WHAT THE TASK ASKS: For every line in the data below that contains "opened", copy the line.

RECORDED INFORMATION:
= Beginning of Section =

PR #560, opened 2019-08-06
Handle node upgrade plan output better (bsc#1144914)

MaximilianMeister:
## Why is this PR needed?

When control plane nodes are not yet upgraded, the skuba node upgrade
plan command run against a worker node outputs a misleading:

"Node my-worker-0 is up to date"

In this case we propagate a custom error that will enhance and
clarify the output.

https://bugzilla.suse.com/show_bug.cgi?id=1144914

## What does this PR do?

We propagate a custom error that will enhance and
clarify the output.

Also generalize AllControlPlanesMatchVersion function.
This function can be used to check against any clusterVersion.

Unit tests will be fixed later, therefore setting WIP

## Info for QA

### Related info

* upstream issues

Create a 1.14.1 cluster and run `skuba node upgrade plan` on a worker, output will be:

`Node is up to date`

Create a 1.14.1 cluster and run `skuba node upgrade plan` on a worker, output will be:

`Unable to plan node upgrade: my-worker-0 is not upgradeable until all control plane nodes are upgraded`

## Docs

not necessary, the docs are treating `node upgrade plan` more generically

### DIFF
--- a/internal/pkg/skuba/kubernetes/node_version.go
+++ b/internal/pkg/skuba/kubernetes/node_version.go
@@ -221,24 +221,35 @@ func allWorkerNodesTolerateVersionWithVersioningInfo(allNodesVersioningInfo Node
 	return true
 }
 
-// AllControlPlanesMatchVersion checks that all control planes are on the same version, and that they match the current cluster version
-func AllControlPlanesMatchVersion(currentClusterVersion *version.Version) (bool, error) {
+// AllControlPlanesMatchVersion checks that all control planes are on the same version, and that they match a cluster version
+func AllControlPlanesMatchVersion(clusterVersion *version.Version) (bool, error) {
 	allNodesVersioningInfo, err := AllNodesVersioningInfo()
 	if err != nil {
 		return false, err
 	}
-	return AllControlPlanesMatchVersionWithVersioningInfo(allNodesVersioningInfo, currentClusterVersion), nil
+	return AllControlPlanesMatchVersionWithVersioningInfo(allNodesVersioningInfo, clusterVersion), nil
 }
 
-// AllControlPlanesMatchVersionWithVersioningInfo checks that all control planes are on the same version, and that they match the current cluster version
+// AllControlPlanesMatchVersionWithVersioningInfo checks that all control planes are on the same version, and that they match a cluster version
 // With the addition of passing in a NodeVersionInfoMap to make it easily testable
-func AllControlPlanesMatchVersionWithVersioningInfo(allNodesVersioningInfo NodeVersionInfoMap, currentClusterVersion *version.Version) bool {
+func AllControlPlanesMatchVersionWithVersioningInfo(allNodesVersioningInfo NodeVersionInfoMap, clusterVersion *version.Version) bool {
 	for _, nodeInfo := range allNodesVersioningInfo {
 		// skip workers
 		if !nodeInfo.IsControlPlane() {
 			continue
 		}
-		if !nodeInfo.ToleratesClusterVersion(currentClusterVersion) {
+		if !nodeInfo.ToleratesClusterVersion(clusterVersion) {
+			return false
+		}
+	}
+	return true
+}
+
+// AllNodesMatchVersionWithVersioningInfo returns if all nodes match a specific kubernetes version
+// This can be used to determine e.g. if an upgrade is ongoing
+func AllNodesMatchClusterVersionWithVersioningInfo(allNodesVersioningInfo NodeVersionInfoMap, clusterVersion *version.Version) bool {
+	for _, version := range allNodesVersioningInfo {
+		if !version.EqualsClusterVersion(clusterVersion) {
 			return false
 		}
 	}
--- a/internal/pkg/skuba/upgrade/node/versions.go
+++ b/internal/pkg/skuba/upgrade/node/versions.go
@@ -18,6 +18,7 @@
 package node
 
 import (
+	"fmt"
 	"reflect"
 
 	"github.com/pkg/errors"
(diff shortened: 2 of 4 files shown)


MaximilianMeister:
rebased

internal/pkg/skuba/kubernetes/node_version.go
```diff
@@ -221,26 +221,38 @@ func allWorkerNodesTolerateVersionWithVersioningInfo(allNodesVersioningInfo Node
...
+// This can be used to determine e.g. if an upgrade is ongoing
+func AllNodesMatchClusterVersionWithVersioningInfo(allNodesVersioningInfo NodeVersionInfoMap, clusterVersion *version.Version) (bool, error) {
+	match := true
+	for _, version := range allNodesVersioningInfo {
+		if !version.EqualsClusterVersion(clusterVersion) {
+			match = false
+		}
+	}
+	return match, nil
+}
```
ereslibre: This method can be simplified so we don't iterate always over all elements in case that any of them does not match. Also, no need to add error to the signature if we are not generating one inside or bubbling up.

```go
func AllNodesMatchClusterVersionWithVersioningInfo(allNodesVersioningInfo NodeVersionInfoMap, clusterVersion *version.Version) bool {
	for _, version := range allNodesVersioningInfo {
		if !version.EqualsClusterVersion(clusterVersion) {
			return false
		}
	}
	return true
}
```

internal/pkg/skuba/upgrade/cluster/versions.go
```diff
@@ -106,5 +106,13 @@ func UpgradePath() ([]*version.Version, error) {
...
 		return []*version.Version{}, err
 	}
+	upgradePath, err := upgradePathWithCurrentClusterVersion(currentClusterVersion)
+	if err != nil {
+		return []*version.Version{}, err
+	}
+	return upgradePath, nil
+}
+
+func upgradePathWithCurrentClusterVersion(currentClusterVersion *version.Version) ([]*version.Version, error) {
```
ereslibre: I don't understand this change, the logic in `UpgradePathWithAvailableVersions` was already doing this, no?, what is the intent of this changeset?

internal/pkg/skuba/upgrade/node/versions.go
```diff
@@ -152,16 +161,32 @@ func controlPlaneUpdateStatusWithAvailableVersions(currentClusterVersion *versio
...
-	controlPlanesMatchVersion := kubernetes.AllControlPlanesMatchVersionWithVersioningInfo(allNodesVersioningInfo, currentClusterVersion)
-	if !controlPlanesMatchVersion {
-		return NodeVersionInfoUpdate{}, errors.New("at least one control plane does not tolerate the current cluster version")
+	controlPlanesMatchVersion := kubernetes.AllControlPlanesMatchVersionWithVersioningInfo(allNodesVersioningInfo, clusterVersion)
+	// Check if there is a newer version
+	versionCompare, err := clusterVersion.Compare(kubernetes.LatestVersion().String())
+	if err != nil {
+		return NodeVersionInfoUpdate{}, err
+	}
+	if versionCompare != 0 && (allNodesMatchCurrentClusterVersion || !controlPlanesMatchVersion) {
```
ereslibre: If we are checking for newer let's avoid `!=` and use `<` `>` comparisons better, just to be sure.

internal/pkg/skuba/upgrade/cluster/versions.go
MaximilianMeister: i wanted to drop this, it was still from experimenting with another way of doing it...

pkg/skuba/actions/node/upgrade/plan.go
```diff
@@ -33,16 +33,17 @@ func Plan(nodeName string) error {
...
-
 	nodeVersionInfoUpdate, err := upgradenode.UpdateStatus(nodeName)
 	if err != nil {
 		return err
 	}
+
+	fmt.Printf("Current Kubernetes cluster version: %s\n", currentClusterVersion.String())
+	fmt.Printf("Latest Kubernetes version: %s\n", kubernetes.LatestVersion().String())
+	fmt.Println()
+	fmt.Printf("Current Node version: %s\n", nodeVersionInfoUpdate.Current)
```
ereslibre:
```suggestion
	fmt.Printf("Current Node version: %s\n", nodeVersionInfoUpdate.Current.KubeletVersion.String())
```

MaximilianMeister: thanks updated, however for some reason the previous way showed exactly the same end result

internal/pkg/skuba/upgrade/node/versions.go
```diff
@@ -152,16 +161,29 @@ func controlPlaneUpdateStatusWithAvailableVersions(currentClusterVersion *versio
...
+	// This can be determined by kubernetes.AllNodesMatchClusterVersion(allNodesVersioningInfo, clusterVersion)
+	allNodesMatchCurrentClusterVersion := kubernetes.AllNodesMatchClusterVersionWithVersioningInfo(allNodesVersioningInfo, clusterVersion)
 	// Check that all control plane nodes have at least the current cluster version we plan to
 	// upgrade this worker node to. If not, they need to be fully upgraded first
-	controlPlanesMatchVersion := kubernetes.AllControlPlanesMatchVersionWithVersioningInfo(allNodesVersioningInfo, currentClusterVersion)
-	if !controlPlanesMatchVersion {
-		return NodeVersionInfoUpdate{}, errors.New("at least one control plane does not tolerate the current cluster version")
+	controlPlanesMatchVersion := kubernetes.AllControlPlanesMatchVersionWithVersioningInfo(allNodesVersioningInfo, clusterVersion)
+	// Check if there is a newer version
+	versionCompare, err := clusterVersion.Compare(kubernetes.LatestVersion().String())
```
ereslibre: Can this have side effects in a case like:

* Current cluster version: `1.13.x`
* Latest version: `1.15.2`
* Versions to go through: `1.13.x -> 1.14.y -> 1.15.2`

I think with this check we'll never be able to upgrade worker nodes from `1.13.x -> 1.14.y` because `LatestVersion()` reports `1.15.2`.

ereslibre: Nevermind, it's fine, `versionCompare < 0 && (allNodesMatchCurrentClusterVersion || !controlPlanesMatchVersion)` should do the right thing.

PR #562, opened 2019-08-06
fix typo in dex clusterrole

lcavajani:
Dex can't start currently because the clusterrole is wrong.


innobead:
Thanks!

jhsiaosuse:
Thx

PR #564, opened 2019-08-06
Add testcase for bsc#1142552

drpaneas:
## Why is this PR needed?

Testcase for the 
https://bugzilla.suse.com/show_bug.cgi?id=1142552

### DIFF
--- a/ci/infra/testrunner/tests/test_dockercaps.py
+++ b/ci/infra/testrunner/tests/test_dockercaps.py
@@ -1,0 +1,82 @@
+import logging
+import os
+import pytest
+import pathlib
+import textwrap
+
+logger = logging.getLogger("testrunner")
+
+CONTENT = """---
+apiVersion: v1
+kind: Pod
+metadata:
+    name: leap
+spec:
+    containers:
+    - name: app
+      image: opensuse/leap:latest
+      command: ['/bin/sh', '-c', 'sleep 3600']
+---
+apiVersion: v1
+kind: Pod
+metadata:
+    name: sle12sp4
+spec:
+    containers:
+    - name: app
+      image: registry.suse.com/suse/sles12sp4:latest
+      command: ['/bin/sh', '-c', 'sleep 3600']
+---
+apiVersion: v1
+kind: Pod
+metadata:
+    name: sle15
+spec:
+    containers:
+    - name: app
+      image: registry.suse.com/suse/sle15:latest
+      command: ['/bin/sh', '-c', 'sleep 3600']
+---
+apiVersion: v1
+kind: Pod
+metadata:
+    name: sle15sp1
+spec:
+    containers:
+    - name: app
+      image: registry.suse.de/suse/containers/sle-server/15/containers/suse/sle15:15.1
+      command: ['/bin/sh', '-c', 'sleep 3600']"""
+
+
+@pytest.fixture
+def setup_manifest():
+    cwd = pathlib.Path.cwd()
+    p = cwd / "pods.yaml"
+    p.touch()
+    p.write_text(textwrap.dedent(CONTENT))
+    yield p
+    p.unlink()
+
+
+def test_dockercaps(deployment, kubectl, setup_manifest):
+    logger.info("Deploy testcases")
+    kubectl.run_kubectl(
+        "apply -f {}".format(setup_manifest))
+    kubectl.run_kubectl("wait --for=condition=ready pods --all --timeout=3m")
+
+    logger.info("Test: Run 'su root -c id' on the containers")
+    pods = ["sle12sp4", "leap", "sle15", "sle15sp1"]
+    for container in pods:
+        output = kubectl.run_kubectl(
+            "exec -it {} -- su root -c id".format(container))
+        assert 'uid=0' in output
+
+    logger.info("Test: Add a new user to the containers")
+    for container in pods:
+        output = kubectl.run_kubectl(
+            "exec -it {} -- useradd panos".format(container))
+        assert 'PAM' not in output
+
+    # Remove the testing pods
+    kubectl.run_kubectl(
+        "delete -f {}".format(setup_manifest))


ci/infra/testrunner/tests/test_dockercaps.py
```diff
@@ -0,0 +1,47 @@
...
+    logger.info("Deploy testcases")
+    kubectl.run_kubectl(
+        "apply -f https://pastebin.com/raw/iNA7Kh9L")
+    kubectl.run_kubectl("wait --for=condition=ready pods --all --timeout=3m")
+
+    logger.info("Test: Run 'su root -c id' on the containers")
+    pods = ["sle12sp4", "leap", "sle15", "sle15sp1"]
+    for container in pods:
+        output = kubectl.run_kubectl(
+            "exec -it {} -- {}".format(container, 'su root -c id'))
```
pablochacin: Not sure about using a constant string as a substitution in another constant string. I would put `su root -c id` as part of the `exec ....`

ci/infra/testrunner/tests/test_dockercaps.py
```diff
@@ -0,0 +1,47 @@
...
+        if not 'uid=0' in output:
+            raise NoRootUserError(container, output)
```
pablochacin: In tests `assert` should be used instead of rising exceptions.

ci/infra/testrunner/tests/test_dockercaps.py
```diff
@@ -0,0 +1,47 @@
...
+    def __init__(self, container, output):
+        msg = "Cannot add a new user in the container {}: {}".format(container, output)
+        super().__init__(msg)
+
+
+def test_dockercaps(deployment, kubectl):
+
+    logger.info("Deploy testcases")
+    kubectl.run_kubectl(
+        "apply -f https://pastebin.com/raw/iNA7Kh9L")
```
pablochacin: I will prefer to have these manifests as part of the tests and not as an external resource in pastebin. You could either embed them as a string in this test or load as a file.

ci/infra/testrunner/tests/test_dockercaps.py
```diff
@@ -0,0 +1,47 @@
...
+            "exec -it {} -- {}".format(container, 'su root -c id'))
+        if not 'uid=0' in output:
+            raise NoRootUserError(container, output)
+
+    logger.info("Test: Add a new user to the containers")
+    for container in pods:
+        output = kubectl.run_kubectl(
+            "exec -it {} -- {}".format(container, 'useradd panos'))
+        if 'PAM' in output:
+            raise CannotAddUser(container, output)
```
pablochacin: Same comment regarding using `assert`

ci/infra/testrunner/tests/test_dockercaps.py
drpaneas: so can I do something like this?

```
test_yaml = "blah blah blah"
kubectl.run_kubectl("apply -f", test_yaml)
```

ci/infra/testrunner/tests/test_dockercaps.py
drpaneas: isn't `assert` an exception of it own? Can you elaborate?

FYI: If you run `python -O -c "assert True == False"` the interpreter is _silencing_ those, which is kind of scary to me.

ci/infra/testrunner/tests/test_dockercaps.py
```diff
@@ -0,0 +1,77 @@
...
+import pytest
+import pathlib
+import textwrap
+
+logger = logging.getLogger("testrunner")
+
+
+def test_dockercaps(deployment, kubectl):
+
+    CONTENT = """---
```
bergmannf: If you extract the constant to the module-level, it won't break the visual indentation of the function.

This would help the code to be more readable.

ci/infra/testrunner/tests/test_dockercaps.py
```diff
@@ -0,0 +1,77 @@
...
+apiVersion: v1
+kind: Pod
+metadata:
+    name: sle15sp1
+spec:
+    containers:
+    - name: app
+      image: registry.suse.de/suse/containers/sle-server/15/containers/suse/sle15:15.1
+      command: ['/bin/sh', '-c', 'sleep 3600']"""
+    cwd = pathlib.Path.cwd()
```
bergmannf: Creating a new file on the filesystem during testing should always be done in a manner that will ensure it is cleaned up, after the test is done.

Usually this is achieved by using the `setUp`, `tearDown` methods in `xUnit` type of frameworks - in pytest this is not considered the goto method though (https://docs.pytest.org/en/latest/xunit_setup.html) - they advise putting code like this into a `fixture` (https://docs.pytest.org/en/latest/fixture.html#fixture)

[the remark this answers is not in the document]
drpaneas: Great, thx

drpaneas: Thanks for noticing, indeed. Now it works :)

drpaneas:
Thank everyone for their reviews :D

ci/infra/testrunner/tests/test_dockercaps.py
```diff
@@ -0,0 +1,82 @@
...
+    containers:
+    - name: app
+      image: registry.suse.de/suse/containers/sle-server/15/containers/suse/sle15:15.1
+      command: ['/bin/sh', '-c', 'sleep 3600']"""
+
+
+@pytest.fixture
+def setup_manifest():
+    cwd = pathlib.Path.cwd()
+    p = cwd / "pods.yaml"
```
dannysauer: I just want to note that this is simultaneously the ugliest and most creative overloading of the `/` operator I've seen. :D

dannysauer:
In the next revision of these tests, it might be worthwhile to enumerate (and possibly test) the capabilities in addition to running programs which might/probably exercise specific capabilities.  That's pretty easily done using `capsh`.  The primary drawbacks to that are that it'll require a little bit of parsing, and installing a package.  Here's a set of examples of just enumerating what's available:

Non-root on a regular system - note that "current" is empty and the "bounding set" is all which are available to this process:
```
sauer@thunder:~$ sudo zypper -q install -y libcap-progs
sauer@thunder:~$ /usr/sbin/capsh --print
Current: =
Bounding set =cap_chown,cap_dac_override,cap_dac_read_search,cap_fowner,cap_fsetid,cap_kill,cap_setgid,cap_setuid,cap_setpcap,cap_linux_immutable,cap_net_bind_service,cap_net_broadcast,cap_net_admin,cap_net_raw,cap_ipc_lock,cap_ipc_owner,cap_sys_module,cap_sys_rawio,cap_sys_chroot,cap_sys_ptrace,cap_sys_pacct,cap_sys_admin,cap_sys_boot,cap_sys_nice,cap_sys_resource,cap_sys_time,cap_sys_tty_config,cap_mknod,cap_lease,cap_audit_write,cap_audit_control,cap_setfcap,cap_mac_override,cap_mac_admin,cap_syslog,cap_wake_alarm,cap_block_suspend,cap_audit_read
Securebits: 00/0x0/1'b0
 secure-noroot: no (unlocked)
 secure-no-suid-fixup: no (unlocked)
 secure-keep-caps: no (unlocked)
uid=1001(sauer)
gid=100(users)
groups=100(users),468(libvirt),470(docker)
```

Root on a clean, default Docker image.  Again, notice that the bounding set is a much smaller set than the full list of supported capabilities, and that the user (root) has "current" all of the available capabilities.
```
sauer@thunder:~$ docker run --rm -it opensuse/leap:15.1
8d58c376c2a3:/ # zypper -q install -y libcap-progs
8d58c376c2a3:/ # /usr/sbin/capsh --print
Current: = cap_chown,cap_dac_override,cap_fowner,cap_fsetid,cap_kill,cap_setgid,cap_setuid,cap_setpcap,cap_net_bind_service,cap_net_raw,cap_sys_chroot,cap_mknod,cap_audit_write,cap_setfcap+eip
Bounding set =cap_chown,cap_dac_override,cap_fowner,cap_fsetid,cap_kill,cap_setgid,cap_setuid,cap_setpcap,cap_net_bind_service,cap_net_raw,cap_sys_chroot,cap_mknod,cap_audit_write,cap_setfcap
Securebits: 00/0x0/1'b0
 secure-noroot: no (unlocked)
 secure-no-suid-fixup: no (unlocked)
 secure-keep-caps: no (unlocked)
uid=0(root)
gid=0(root)
groups=
```

And, the way _I'd_ like to see things look by default... ;)
```
sauer@thunder:~$ docker run --rm -it --cap-drop all opensuse/leap:15.1
ae23ed288194:/ # zypper -q install -y libcap-progs
ae23ed288194:/ # /usr/sbin/capsh --print
Current: =
Bounding set =
Securebits: 00/0x0/1'b0
 secure-noroot: no (unlocked)
 secure-no-suid-fixup: no (unlocked)
 secure-keep-caps: no (unlocked)
uid=0(root)
gid=0(root)
groups=
```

= End of Section =

WRITTEN REPLY:
PR #560, opened 2019-08-06
PR #562, opened 2019-08-06
PR #564, opened 2019-08-06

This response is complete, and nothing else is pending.